=== TASK DIRECTIONS ===
Your answer needs to include each line of the records in which the string "DEFINER" can be found.

'''

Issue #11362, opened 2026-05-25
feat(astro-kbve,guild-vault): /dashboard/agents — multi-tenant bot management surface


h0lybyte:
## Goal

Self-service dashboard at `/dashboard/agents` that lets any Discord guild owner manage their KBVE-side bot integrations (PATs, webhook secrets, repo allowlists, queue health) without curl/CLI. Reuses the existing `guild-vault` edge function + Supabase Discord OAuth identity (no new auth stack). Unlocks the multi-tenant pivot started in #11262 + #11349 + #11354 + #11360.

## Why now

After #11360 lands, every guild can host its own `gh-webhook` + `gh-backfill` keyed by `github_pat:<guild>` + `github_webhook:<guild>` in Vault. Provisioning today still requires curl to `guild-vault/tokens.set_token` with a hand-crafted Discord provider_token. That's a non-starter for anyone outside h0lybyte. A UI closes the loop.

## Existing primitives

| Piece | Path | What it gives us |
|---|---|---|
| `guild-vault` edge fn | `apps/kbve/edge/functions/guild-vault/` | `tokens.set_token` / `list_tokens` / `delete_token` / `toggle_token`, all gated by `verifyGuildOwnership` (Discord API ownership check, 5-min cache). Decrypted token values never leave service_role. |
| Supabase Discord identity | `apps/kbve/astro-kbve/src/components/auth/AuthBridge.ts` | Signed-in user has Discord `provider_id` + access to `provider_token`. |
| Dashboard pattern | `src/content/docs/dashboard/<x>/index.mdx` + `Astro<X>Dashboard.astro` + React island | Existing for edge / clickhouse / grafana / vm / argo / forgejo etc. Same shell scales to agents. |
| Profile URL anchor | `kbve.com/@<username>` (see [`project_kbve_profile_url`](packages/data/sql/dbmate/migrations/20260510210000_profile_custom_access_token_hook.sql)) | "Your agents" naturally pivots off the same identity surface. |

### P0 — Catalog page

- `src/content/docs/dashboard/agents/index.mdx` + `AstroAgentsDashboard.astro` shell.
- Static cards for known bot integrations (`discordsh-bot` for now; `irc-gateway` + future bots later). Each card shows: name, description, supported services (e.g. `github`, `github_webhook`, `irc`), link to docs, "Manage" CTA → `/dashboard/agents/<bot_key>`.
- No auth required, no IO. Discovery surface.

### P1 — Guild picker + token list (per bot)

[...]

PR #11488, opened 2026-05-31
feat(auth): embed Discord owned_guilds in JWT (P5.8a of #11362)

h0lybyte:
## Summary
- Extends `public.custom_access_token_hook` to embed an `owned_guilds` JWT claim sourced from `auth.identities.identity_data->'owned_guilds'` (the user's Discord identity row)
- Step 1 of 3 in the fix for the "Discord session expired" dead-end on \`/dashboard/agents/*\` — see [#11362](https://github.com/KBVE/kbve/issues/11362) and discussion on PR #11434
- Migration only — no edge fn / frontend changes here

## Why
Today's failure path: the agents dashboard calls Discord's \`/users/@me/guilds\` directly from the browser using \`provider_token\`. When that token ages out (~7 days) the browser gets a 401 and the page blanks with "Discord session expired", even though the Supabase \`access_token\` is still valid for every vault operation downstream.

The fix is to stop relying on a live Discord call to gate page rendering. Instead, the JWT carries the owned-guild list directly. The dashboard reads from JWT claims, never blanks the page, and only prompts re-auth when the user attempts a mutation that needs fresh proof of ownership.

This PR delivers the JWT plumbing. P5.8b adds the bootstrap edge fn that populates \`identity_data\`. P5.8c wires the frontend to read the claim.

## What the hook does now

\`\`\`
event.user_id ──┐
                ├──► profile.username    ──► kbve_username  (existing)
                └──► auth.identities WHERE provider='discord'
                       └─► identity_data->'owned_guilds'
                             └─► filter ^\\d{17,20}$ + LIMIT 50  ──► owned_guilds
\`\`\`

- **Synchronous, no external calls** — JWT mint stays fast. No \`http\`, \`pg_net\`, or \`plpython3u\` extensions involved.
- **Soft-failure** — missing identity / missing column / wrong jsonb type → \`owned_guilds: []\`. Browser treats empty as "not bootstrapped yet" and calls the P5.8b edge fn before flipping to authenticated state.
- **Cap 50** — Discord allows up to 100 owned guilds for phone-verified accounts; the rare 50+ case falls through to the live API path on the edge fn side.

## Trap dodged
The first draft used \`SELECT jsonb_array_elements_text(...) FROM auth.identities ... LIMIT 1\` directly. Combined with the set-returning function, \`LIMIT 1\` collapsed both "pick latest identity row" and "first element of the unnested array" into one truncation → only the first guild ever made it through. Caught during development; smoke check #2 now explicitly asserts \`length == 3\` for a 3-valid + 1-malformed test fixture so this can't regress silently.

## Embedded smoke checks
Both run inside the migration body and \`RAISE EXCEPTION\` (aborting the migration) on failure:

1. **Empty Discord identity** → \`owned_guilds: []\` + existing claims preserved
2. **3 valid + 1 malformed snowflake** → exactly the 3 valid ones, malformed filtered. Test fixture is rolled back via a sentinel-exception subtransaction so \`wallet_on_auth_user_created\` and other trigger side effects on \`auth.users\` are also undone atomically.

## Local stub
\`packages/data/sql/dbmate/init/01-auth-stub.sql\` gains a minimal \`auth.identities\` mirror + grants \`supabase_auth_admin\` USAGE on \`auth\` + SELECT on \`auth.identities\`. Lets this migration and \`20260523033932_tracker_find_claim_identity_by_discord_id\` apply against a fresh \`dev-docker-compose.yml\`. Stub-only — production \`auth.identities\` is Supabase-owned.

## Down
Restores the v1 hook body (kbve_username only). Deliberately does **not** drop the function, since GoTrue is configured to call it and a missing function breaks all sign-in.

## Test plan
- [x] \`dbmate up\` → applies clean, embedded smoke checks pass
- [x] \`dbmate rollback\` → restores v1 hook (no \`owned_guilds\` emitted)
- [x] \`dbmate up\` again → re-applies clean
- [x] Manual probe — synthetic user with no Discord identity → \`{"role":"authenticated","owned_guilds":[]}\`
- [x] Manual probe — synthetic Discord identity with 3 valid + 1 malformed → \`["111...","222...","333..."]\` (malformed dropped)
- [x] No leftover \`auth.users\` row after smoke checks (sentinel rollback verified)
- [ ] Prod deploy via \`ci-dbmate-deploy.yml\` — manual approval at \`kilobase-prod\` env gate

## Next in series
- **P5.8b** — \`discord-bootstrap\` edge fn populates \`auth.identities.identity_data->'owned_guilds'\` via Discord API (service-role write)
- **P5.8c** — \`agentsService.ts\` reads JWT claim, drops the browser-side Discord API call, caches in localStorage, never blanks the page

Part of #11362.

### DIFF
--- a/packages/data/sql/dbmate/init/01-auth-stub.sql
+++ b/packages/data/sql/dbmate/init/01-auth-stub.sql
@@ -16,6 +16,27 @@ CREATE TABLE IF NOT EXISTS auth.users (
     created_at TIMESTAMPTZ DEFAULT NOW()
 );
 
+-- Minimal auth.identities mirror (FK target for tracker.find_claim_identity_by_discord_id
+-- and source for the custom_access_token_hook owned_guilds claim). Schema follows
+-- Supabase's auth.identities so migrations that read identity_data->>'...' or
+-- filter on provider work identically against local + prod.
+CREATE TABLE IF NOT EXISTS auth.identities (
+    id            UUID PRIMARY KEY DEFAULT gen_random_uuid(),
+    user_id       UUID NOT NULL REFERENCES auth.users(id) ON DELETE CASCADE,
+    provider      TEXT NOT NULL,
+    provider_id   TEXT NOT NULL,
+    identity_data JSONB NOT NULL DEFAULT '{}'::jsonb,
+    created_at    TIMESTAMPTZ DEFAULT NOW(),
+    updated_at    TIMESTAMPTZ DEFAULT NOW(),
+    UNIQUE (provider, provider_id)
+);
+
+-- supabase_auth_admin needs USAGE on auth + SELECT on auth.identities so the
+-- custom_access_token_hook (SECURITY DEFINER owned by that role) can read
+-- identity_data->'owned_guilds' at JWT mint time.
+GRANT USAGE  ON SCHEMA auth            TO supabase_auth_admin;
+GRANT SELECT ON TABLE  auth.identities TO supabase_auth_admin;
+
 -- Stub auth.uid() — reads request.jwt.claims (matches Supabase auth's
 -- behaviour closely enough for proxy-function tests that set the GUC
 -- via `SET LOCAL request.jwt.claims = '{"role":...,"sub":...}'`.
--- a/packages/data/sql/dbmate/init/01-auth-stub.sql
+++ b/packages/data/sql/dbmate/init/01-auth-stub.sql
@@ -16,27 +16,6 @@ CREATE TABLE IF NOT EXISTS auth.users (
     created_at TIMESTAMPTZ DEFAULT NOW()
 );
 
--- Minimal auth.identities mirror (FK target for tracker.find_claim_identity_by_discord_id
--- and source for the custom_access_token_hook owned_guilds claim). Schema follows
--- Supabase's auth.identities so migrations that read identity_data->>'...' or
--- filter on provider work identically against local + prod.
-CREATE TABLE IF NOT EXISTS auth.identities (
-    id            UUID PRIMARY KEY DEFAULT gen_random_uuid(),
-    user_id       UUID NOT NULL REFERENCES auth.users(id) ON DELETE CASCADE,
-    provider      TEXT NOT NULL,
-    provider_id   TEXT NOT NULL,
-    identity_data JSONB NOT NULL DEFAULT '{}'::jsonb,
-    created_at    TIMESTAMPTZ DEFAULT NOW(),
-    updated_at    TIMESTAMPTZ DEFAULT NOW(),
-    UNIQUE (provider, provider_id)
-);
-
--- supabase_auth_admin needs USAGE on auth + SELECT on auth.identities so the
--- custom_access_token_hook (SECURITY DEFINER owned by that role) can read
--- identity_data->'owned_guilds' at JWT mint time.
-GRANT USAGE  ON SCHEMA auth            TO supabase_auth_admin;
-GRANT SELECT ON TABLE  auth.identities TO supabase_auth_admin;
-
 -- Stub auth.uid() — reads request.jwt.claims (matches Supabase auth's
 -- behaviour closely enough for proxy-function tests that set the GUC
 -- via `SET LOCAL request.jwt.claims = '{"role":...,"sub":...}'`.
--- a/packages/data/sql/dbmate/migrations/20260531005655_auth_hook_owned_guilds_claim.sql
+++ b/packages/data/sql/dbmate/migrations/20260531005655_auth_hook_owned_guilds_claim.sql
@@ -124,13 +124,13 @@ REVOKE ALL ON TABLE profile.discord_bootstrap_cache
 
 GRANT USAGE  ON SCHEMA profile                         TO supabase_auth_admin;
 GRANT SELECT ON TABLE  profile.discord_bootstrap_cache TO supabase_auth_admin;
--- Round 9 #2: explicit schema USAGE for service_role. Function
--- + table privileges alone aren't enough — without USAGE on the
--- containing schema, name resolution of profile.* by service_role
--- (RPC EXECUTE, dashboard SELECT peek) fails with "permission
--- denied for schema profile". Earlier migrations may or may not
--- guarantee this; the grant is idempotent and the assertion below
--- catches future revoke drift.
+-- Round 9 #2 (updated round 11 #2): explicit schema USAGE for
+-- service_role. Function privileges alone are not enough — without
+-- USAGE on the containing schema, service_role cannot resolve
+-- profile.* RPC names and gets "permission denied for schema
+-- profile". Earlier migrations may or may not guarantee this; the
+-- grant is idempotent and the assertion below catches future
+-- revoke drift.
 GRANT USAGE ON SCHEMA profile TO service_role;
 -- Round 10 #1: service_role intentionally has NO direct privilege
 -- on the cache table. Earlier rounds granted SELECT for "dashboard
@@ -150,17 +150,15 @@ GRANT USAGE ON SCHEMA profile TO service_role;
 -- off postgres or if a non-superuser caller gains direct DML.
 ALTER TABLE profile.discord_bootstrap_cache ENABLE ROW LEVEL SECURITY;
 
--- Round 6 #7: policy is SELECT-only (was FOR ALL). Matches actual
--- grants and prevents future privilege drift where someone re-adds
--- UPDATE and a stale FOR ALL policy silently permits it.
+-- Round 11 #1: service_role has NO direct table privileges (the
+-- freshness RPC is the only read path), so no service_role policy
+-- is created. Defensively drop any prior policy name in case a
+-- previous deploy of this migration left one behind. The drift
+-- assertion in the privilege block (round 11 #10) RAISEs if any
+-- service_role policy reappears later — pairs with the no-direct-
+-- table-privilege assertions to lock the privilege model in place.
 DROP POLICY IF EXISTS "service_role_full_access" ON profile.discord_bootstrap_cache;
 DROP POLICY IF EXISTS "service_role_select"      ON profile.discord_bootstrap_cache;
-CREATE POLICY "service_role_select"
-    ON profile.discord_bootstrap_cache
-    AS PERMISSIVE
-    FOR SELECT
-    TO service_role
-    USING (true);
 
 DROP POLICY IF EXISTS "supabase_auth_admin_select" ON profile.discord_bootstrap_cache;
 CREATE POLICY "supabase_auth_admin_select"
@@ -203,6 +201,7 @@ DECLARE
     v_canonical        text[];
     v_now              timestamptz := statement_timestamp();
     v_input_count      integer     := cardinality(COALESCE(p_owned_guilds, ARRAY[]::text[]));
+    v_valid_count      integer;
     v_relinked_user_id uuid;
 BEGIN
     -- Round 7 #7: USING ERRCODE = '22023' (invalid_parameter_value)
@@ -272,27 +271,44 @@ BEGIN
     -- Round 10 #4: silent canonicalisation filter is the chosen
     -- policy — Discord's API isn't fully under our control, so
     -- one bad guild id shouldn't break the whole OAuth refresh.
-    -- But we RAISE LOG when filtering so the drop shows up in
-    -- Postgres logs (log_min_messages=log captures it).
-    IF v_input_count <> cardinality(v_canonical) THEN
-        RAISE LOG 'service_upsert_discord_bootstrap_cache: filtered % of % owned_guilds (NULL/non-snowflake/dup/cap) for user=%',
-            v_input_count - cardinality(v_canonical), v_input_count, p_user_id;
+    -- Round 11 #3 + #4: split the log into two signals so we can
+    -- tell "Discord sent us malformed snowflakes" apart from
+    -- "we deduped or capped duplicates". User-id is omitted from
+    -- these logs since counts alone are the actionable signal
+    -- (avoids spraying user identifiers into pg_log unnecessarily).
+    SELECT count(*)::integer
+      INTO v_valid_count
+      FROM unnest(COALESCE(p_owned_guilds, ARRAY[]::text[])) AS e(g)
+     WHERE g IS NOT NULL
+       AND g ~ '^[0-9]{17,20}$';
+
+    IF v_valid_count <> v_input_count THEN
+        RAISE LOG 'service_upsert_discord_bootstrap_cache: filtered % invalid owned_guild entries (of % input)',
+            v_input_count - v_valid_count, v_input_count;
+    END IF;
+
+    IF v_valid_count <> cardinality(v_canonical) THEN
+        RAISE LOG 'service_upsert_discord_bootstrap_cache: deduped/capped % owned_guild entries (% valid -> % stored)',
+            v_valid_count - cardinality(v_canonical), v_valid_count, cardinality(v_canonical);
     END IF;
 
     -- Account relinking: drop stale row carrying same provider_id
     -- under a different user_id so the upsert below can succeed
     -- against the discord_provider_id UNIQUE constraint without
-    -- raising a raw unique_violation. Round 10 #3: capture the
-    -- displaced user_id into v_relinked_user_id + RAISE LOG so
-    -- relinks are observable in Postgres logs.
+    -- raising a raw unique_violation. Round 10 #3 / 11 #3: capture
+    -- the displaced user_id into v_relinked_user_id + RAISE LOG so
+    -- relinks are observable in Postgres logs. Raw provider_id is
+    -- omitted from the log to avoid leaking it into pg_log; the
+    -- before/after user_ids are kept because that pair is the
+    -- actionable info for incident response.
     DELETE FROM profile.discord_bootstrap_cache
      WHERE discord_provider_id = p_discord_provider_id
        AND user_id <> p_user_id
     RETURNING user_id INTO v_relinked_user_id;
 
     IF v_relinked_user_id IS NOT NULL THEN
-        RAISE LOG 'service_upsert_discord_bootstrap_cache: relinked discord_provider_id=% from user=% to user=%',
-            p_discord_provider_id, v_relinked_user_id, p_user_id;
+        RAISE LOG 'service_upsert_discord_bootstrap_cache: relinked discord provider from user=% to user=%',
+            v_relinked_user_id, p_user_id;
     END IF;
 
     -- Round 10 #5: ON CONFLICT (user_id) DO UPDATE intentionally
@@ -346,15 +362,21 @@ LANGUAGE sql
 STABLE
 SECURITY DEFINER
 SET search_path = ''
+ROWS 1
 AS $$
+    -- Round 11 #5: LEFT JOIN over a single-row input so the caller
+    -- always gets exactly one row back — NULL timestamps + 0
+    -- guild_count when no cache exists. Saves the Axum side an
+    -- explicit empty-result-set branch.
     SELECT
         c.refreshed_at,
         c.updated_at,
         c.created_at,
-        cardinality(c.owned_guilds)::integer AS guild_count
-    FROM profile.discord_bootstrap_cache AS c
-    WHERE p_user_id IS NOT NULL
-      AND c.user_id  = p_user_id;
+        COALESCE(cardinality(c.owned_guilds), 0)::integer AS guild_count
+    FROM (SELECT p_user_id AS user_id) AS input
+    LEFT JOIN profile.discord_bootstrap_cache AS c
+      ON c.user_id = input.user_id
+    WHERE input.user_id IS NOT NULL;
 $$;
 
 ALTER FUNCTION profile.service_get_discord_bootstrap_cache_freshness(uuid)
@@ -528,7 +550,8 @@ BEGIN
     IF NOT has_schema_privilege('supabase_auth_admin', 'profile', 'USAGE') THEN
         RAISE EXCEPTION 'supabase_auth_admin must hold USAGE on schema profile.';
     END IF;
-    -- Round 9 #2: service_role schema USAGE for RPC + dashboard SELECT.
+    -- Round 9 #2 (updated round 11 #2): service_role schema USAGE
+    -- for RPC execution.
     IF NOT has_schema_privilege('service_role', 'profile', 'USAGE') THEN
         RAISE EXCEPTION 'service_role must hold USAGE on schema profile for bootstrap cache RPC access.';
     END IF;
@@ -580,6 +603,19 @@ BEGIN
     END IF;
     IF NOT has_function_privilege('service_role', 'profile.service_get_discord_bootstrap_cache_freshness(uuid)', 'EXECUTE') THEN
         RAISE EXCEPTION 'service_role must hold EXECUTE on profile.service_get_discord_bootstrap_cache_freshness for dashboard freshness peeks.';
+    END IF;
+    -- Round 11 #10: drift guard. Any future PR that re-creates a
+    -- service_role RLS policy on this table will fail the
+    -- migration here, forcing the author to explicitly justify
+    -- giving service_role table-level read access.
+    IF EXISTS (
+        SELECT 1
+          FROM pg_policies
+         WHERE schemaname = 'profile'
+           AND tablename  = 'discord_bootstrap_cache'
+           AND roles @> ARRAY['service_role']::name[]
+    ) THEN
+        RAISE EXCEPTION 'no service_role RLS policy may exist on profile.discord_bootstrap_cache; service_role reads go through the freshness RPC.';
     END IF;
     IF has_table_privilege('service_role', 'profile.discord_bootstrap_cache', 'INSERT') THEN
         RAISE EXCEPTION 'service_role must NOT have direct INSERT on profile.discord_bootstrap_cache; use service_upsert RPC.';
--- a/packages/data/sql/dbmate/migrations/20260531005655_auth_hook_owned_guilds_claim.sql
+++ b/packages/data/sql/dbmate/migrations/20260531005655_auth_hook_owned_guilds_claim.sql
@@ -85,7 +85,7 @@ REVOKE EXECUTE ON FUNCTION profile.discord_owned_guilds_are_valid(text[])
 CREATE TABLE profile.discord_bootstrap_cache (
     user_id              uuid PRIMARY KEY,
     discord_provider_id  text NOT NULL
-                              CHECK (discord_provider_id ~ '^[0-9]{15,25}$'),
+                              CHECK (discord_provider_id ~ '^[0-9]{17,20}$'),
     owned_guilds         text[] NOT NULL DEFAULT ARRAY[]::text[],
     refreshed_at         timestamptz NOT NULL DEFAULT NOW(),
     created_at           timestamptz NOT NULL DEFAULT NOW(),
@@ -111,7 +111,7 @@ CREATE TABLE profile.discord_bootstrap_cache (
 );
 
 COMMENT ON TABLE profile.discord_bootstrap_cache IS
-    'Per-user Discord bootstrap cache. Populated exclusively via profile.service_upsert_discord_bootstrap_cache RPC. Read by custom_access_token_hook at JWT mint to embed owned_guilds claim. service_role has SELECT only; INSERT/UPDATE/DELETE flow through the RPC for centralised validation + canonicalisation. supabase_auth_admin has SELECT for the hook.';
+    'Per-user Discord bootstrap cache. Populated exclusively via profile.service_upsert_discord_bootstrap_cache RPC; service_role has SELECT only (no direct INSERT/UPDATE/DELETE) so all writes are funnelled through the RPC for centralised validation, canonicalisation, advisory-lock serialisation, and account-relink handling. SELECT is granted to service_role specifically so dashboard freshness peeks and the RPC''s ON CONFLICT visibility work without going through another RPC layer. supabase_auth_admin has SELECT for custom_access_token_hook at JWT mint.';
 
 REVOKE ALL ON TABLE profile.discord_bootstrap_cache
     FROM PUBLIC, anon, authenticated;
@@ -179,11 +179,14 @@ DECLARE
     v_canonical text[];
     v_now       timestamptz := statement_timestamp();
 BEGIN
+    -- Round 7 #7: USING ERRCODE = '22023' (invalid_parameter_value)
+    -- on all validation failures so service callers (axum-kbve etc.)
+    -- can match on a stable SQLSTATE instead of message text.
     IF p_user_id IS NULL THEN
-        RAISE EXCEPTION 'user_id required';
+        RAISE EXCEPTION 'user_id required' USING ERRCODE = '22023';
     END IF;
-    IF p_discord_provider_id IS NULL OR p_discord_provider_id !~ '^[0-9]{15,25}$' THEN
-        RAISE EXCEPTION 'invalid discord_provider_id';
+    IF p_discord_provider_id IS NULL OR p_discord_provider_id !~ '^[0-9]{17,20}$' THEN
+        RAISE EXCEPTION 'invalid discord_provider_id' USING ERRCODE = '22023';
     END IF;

'''

=== SOLUTION TO THE EXERCISE ===
+-- custom_access_token_hook (SECURITY DEFINER owned by that role) can read
--- custom_access_token_hook (SECURITY DEFINER owned by that role) can read
 SECURITY DEFINER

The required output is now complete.